李纪荒不怒反笑,别说什么丹药了,就连入门的功法他都没得到,这人还想要劫我?
“笑什么?给你脸了是吗?丹药拿出来!”
青年脸黑了下来,一巴掌拍到桌上,响亮无比。
“丹药,没有!”
李纪荒直视着他,面无表情。
“呵?没有,真当我好糊弄?你也不打听打听我包不行在越山宗内什么地位,在这个地方做了多少年,你一句没有就能打发了?”
包不行,十七八岁便入了越山宗,而后机缘做了记名弟子报到处的管事,已有五六年,乃是后天境四阶后期的强者。

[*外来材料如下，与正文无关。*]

PR #412, opened 2025-04-15
Fix linker swiftmodule registration in incremental builds

owenv:
Ensure we always enumerate the entire module graph looking for swift modules to register, as opposed to the subset of modules we built.

rdar://149248232

### DIFF
--- a/Sources/SWBCore/LibSwiftDriver/LibSwiftDriver.swift
+++ b/Sources/SWBCore/LibSwiftDriver/LibSwiftDriver.swift
@@ -177,6 +177,36 @@ public final class SwiftModuleDependencyGraph: SwiftGlobalExplicitDependencyGrap
         }
     }
 
+    public func querySwiftmodulesNeedingRegistrationForDebugging(for key: String) throws -> [String] {
+        let graph = try registryQueue.blocking_sync {
+            guard let driver = registry[key] else {
+                throw StubError.error("Unable to find jobs for key \(key). Be sure to plan the build ahead of fetching results.")
+            }
+            return driver.intermoduleDependencyGraph
+        }
+        guard let graph else { return [] }
+        var swiftmodulePaths: [String] = []
+        swiftmodulePaths.reserveCapacity(graph.modules.values.count)
+        for (_, moduleInfo) in graph.modules.sorted(byKey: { $0.moduleName < $1.moduleName }) {
+            guard moduleInfo != graph.mainModule else {
+                continue
+            }
+            switch moduleInfo.details {
+            case .swift:
+                if let modulePath = VirtualPath.lookup(moduleInfo.modulePath.path).absolutePath {
+                    swiftmodulePaths.append(modulePath.pathString)
+                }
+            case .swiftPrebuiltExternal(let details):
+                if let modulePath = VirtualPath.lookup(details.compiledModulePath.path).absolutePath {
+                    swiftmodulePaths.append(modulePath.pathString)
+                }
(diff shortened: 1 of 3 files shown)


Sources/SWBCore/LibSwiftDriver/LibSwiftDriver.swift
```diff
@@ -177,6 +177,38 @@ public final class SwiftModuleDependencyGraph: SwiftGlobalExplicitDependencyGrap
...
 
+    public func querySwiftmodulesNeedingRegistrationForDebugging(for key: String) throws -> [String] {
+        let graph = try registryQueue.blocking_sync {
+            guard let driver = registry[key] else {
+                throw StubError.error("Unable to find jobs for key \(key). Be sure to plan the build ahead of fetching results.")
+            }
+            return driver.intermoduleDependencyGraph
+        }
+        guard let graph else { return [] }
+        let directDependencies = graph.mainModule.directDependencies ?? []
```
artemcm, line 188: We are trying to move to a new `allDependencies` computed property:
https://github.com/swiftlang/swift-driver/pull/1869
So that `directDependencies` actually captures only the directly-imported modules. 

On top of that, the expectation is that `graph.modules` *is* the transitive closure of the `mainModule` dependencies, so if our goal is simply to iterate over all of them then I don't think we need to compute it separately here - it should be sufficient to do `for dependency in graph.modules {` instead.

owenv: makes sense, I updated it to just use `graph.modules` instead

owenv:
@swift-ci test

Sources/SWBCore/LibSwiftDriver/LibSwiftDriver.swift
```diff
@@ -177,23 +177,44 @@ public final class SwiftModuleDependencyGraph: SwiftGlobalExplicitDependencyGrap
...
                 throw StubError.error("Unable to find jobs for key \(key). Be sure to plan the build ahead of fetching results.")
             }
             return driver.intermoduleDependencyGraph
         }
         guard let graph else { return [] }
-        let directDependencies = graph.mainModule.directDependencies ?? []
-        let transitiveDependencies = Set(directDependencies + SWBUtil.transitiveClosure(directDependencies, successors: { moduleID in graph.modules[moduleID]?.directDependencies ?? [] }).0)
+        var swiftmodulePaths: [String] = []
+        swiftmodulePaths.reserveCapacity(graph.modules.values.count)
+        for (_, moduleInfo) in graph.modules.sorted(byKey: { $0.moduleName < $1.moduleName }) {
```
artemcm, line 190: Hmm, I think the only exception is that we may still need to explicitly skip over the main module itself here. Its `modulePath` in the graph is just `<Module_Name>.swiftmodule` and that won't be a thing that the linker will be able to resolve.

artemcm: Would also mean that right above this we instead need to:
```
swiftmodulePaths.reserveCapacity(graph.modules.values.count - 1)
```

owenv: fixed this up in the latest commit - I left the reserveCapacity calls as-is since that's an approximation anyway

owenv:
@swift-ci test

artemcm (approved):

mirza-garibovic (approved):

PR #413, opened 2025-04-16
Annotate "$targetA is missing a dependency on $targetB" diagnostics with target location (rdar://149397709)

mirza-garibovic:
Having target annotations here provides metadata for e.g. xcresult bundles and then makes it possible for automation to group issues by project and target.


mirza-garibovic:
@swift-ci test

owenv (approved):

PR #423, opened 2025-04-19
Ensure long paths are handled correctly in calls to Win32 APIs

jakepetroules:
Use the same technique being proposed in SwiftSystem and partly-implemented in Foundation.

As a follow-on change, we also need to stop using POSIX filesystem APIs, which are not Unicode or long path aware.

### DIFF
--- a/Sources/SWBUtil/Library.swift
+++ b/Sources/SWBUtil/Library.swift
@@ -33,7 +33,7 @@ public enum Library: Sendable {
     @_alwaysEmitIntoClient
     public static func open(_ path: Path) throws -> LibraryHandle {
         #if os(Windows)
-        guard let handle = path.withPlatformString(LoadLibraryW) else {
+        guard let handle = try path.withPlatformString({ p in try p.withCanonicalPathRepresentation({ LoadLibraryW($0) }) }) else {
             throw LibraryOpenError(message: Win32Error(GetLastError()).description)
         }
         return LibraryHandle(rawValue: handle)
--- a/Sources/SWBUtil/CMakeLists.txt
+++ b/Sources/SWBUtil/CMakeLists.txt
@@ -68,6 +68,7 @@ add_library(SWBUtil
   OutputByteStream.swift
   Pair.swift
   Path.swift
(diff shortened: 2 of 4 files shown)


jakepetroules:
@swift-ci test

jakepetroules:
Same approach as in apple/swift-system#226

compnerd (commented):
I think that the `FSProxy` is better adjusted to simply use Foundation's `FileManager` for these operations rather than re-implementing them.

jakepetroules:
Sure, I can do that for the FSProxy bits. Still need our own copy of "withNTPathRepresentation" for LoadLibraryW and any other Win32 APIs we might need to directly call in future which don't have Foundation analogues.

I also fixed up the path handling in Foundation itself, take a look: swiftlang/swift-foundation#1257

jakepetroules:
Moved the FSProxy changes into #427, as far as existing code goes, this is now just the one-line change to LoadLibraryW.

jakepetroules:
@swift-ci test

jakepetroules:
@swift-ci test

jakepetroules:
@swift-ci test

Sources/SWBUtil/Library.swift
```diff
@@ -33,7 +33,7 @@ public enum Library: Sendable {
     @_alwaysEmitIntoClient
     public static func open(_ path: Path) throws -> LibraryHandle {
         #if os(Windows)
-        guard let handle = path.withPlatformString(LoadLibraryW) else {
+        guard let handle = try path.withPlatformString({ p in try p.withCanonicalPathRepresentation({ LoadLibraryW($0) }) }) else {
```
compnerd, line 36: I question if `withPlatformString` really helps readability here or not.

compnerd (approved):

Sources/SWBUtil/Library.swift
jakepetroules: It's not just for readability, my extension is on UnsafePointer rather than on String like Foundation's (felt it's more flexible that way).

PR #424, opened 2025-04-21
[CAS] For compilation tasks, add an unintrusive cache hit/miss indicator

akyrtzi:
This goes in the task's output, so in the Xcode build log the user would have to expand the task output to see such detail.

Looks like this for clang:
cache hit indication 2

and for Swift:
cache hit indication 3 swift


akyrtzi:
@swift-ci Please test

owenv (approved):

PR #426, opened 2025-04-21
Expand use of Win32Error

jakepetroules:
Have its string representation print the actual error message for improved debuggability.


jakepetroules:
@swift-ci test

owenv (approved):

PR #430, opened 2025-04-23
Pass -ftyped-cxx-new-delete as a linker arg.

usama54321:
The motivation here is to make back deployment easier by conditionally linking in a shim layer in the clang driver.

rdar://149709799


usama54321:
@swift-ci test

neonichu (approved):

jakepetroules (approved):

PR #431, opened 2025-04-23
Check for the index workspace description rather than index arena

bnbarham:
There's various paths that should be specific to the index workspace description rather than if the index arena is enabled. Specifically the recent change to replace parameters for host tools (https://github.com/swiftlang/swift-build/pull/345) broke the *package* description as it uses the passed in run destination rather than configuring for all platforms. This replacement would then create two configured targets for macOS for the same target (one for the given run destination and one for the macOS platform that the index uses).

This also changes the *target* description to only build for the run destination, which makes sense given its entire purpose is to be a replacement for the workspace description if it hasn't built yet (ie. it should be as fast as possible).

Resolves rdar://149896775.


bnbarham:
@swift-ci please test

neonichu (approved):

Tests/SWBBuildSystemTests/HostBuildToolBuildOperationTests.swift
```diff
@@ -439,6 +439,184 @@ fileprivate struct HostBuildToolBuildOperationTests: CoreBasedTests {
...
+                stream <<<
+                """
+                public class MyClass {}
+                """
+            }
+
+            try await tester.checkIndexBuild(prepareTargets: hostToolsPackage.targets.map(\.guid), workspaceOperation: false, runDestination: .anyMac, persistent: true) { results in
+//                results.checkWarning(.contains("annotation implies no releases, but consumes self"), failIfNotFound: false)
+//                results.checkWarning(.contains("mismatching function effects"), failIfNotFound: false)
+//                results.checkWarning(.contains("mismatching function effects"), failIfNotFound: false)
```
bnbarham, line 609: Whoops

bnbarham:
@swift-ci please test

jakepetroules (approved):

bnbarham:
@swift-ci please test

bnbarham:
@swift-ci please test

bnbarham:
(just a bunch more test updates for tests using SDKs I didn't have locally)

PR #432, opened 2025-04-23
App Sandbox build setting ends up in iOS signed app

baujla:
If the app sandbox entitlement ends up in an iOS app, the app is not installable on device as the corresponding provisioning profile cannot include this entitlement. The app sandbox and hardened runtime entitlements are only applicable on macOS.


baujla:
@swift-ci please test

jakepetroules (approved):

他属于老混子,平日里联络了许多老一辈强大的记名弟子,也认识不少强大的外门弟子。
平日里依靠收取资质差的记名弟子入宗时所得的丹药,还有每月联络老弟子收取不少弟子一部分俸禄,倒也捞出不少油水。
但包不行这个人也极为舍得,碰到有资质的弟子,不但不克扣,还奉上不少东西。因此他认识了外门弟子中的许些强人,也是风头正劲,无人敢惹。

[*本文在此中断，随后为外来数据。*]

PR #437, opened 2025-04-24
Add new libcxx flag for disabling container overflow checks for Asan.

thetruestblue:
libcxx 20 has changed the naming scheme of internal macros that indicate feature availability. This affects the name of the macro used to include sanitizer container annotations -- it was renamed from `_LIBCPP_HAS_NO_ASAN` -> `_LIBCPP_HAS_ASAN`.

libcxx change: https://github.com/llvm/llvm-project/pull/89178

This change adds the new flag name to maintain current behavior, which is to disable these checks by default.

虽然不是第一次碰到刺头,可他却第一次因此生气了起来,他没有想到这一次的新人竟如此嚣张。
“呵呵,你这种人我很多年没有碰见了,还真是年轻人年轻气盛,像你们这种年轻人,还真是不见棺材不落泪!”
包不行一个年轻人,却老气横秋的说着这一切,不知有多嚣张。
“师兄,我真的没有!”
皱了皱眉头,李纪荒有些无奈,暗地里他攥紧了拳头。这人是因为我资质差,所以要我给他好处?
“没有?没事!”
包不行冷笑到,竟然身形一动,一脚踏出,踢到了少年胸膛。
“你!”
怒气无比,李纪荒一直提防着他,可惜对方实力强横,他看不清对方的动作,只感到胸膛一痛,便倒飞了出去。
捂着胸膛,少年感到憋屈不已,来到这狗屁越山宗后,他一直受着憋屈与伤害,却连一个主持正义的人都没有。
资质?资质难道就真的那么的重要吗?这群所谓资质良好的人,倒是一丝优良品质都没有出现在他们身上,却得到了优待。
而他,却因为资质不行,而被这般对待?
真是可笑,偌大的一个宗门,难道连一个所谓正直的人都没有吗?看那礼殿的冯听山如此偏心,想必也是上梁不正下梁歪!
总有一天,我要将这一切夺回来!
冷冷的看了眼屋内的包不行,李纪荒捂着胸膛,转身便离开了。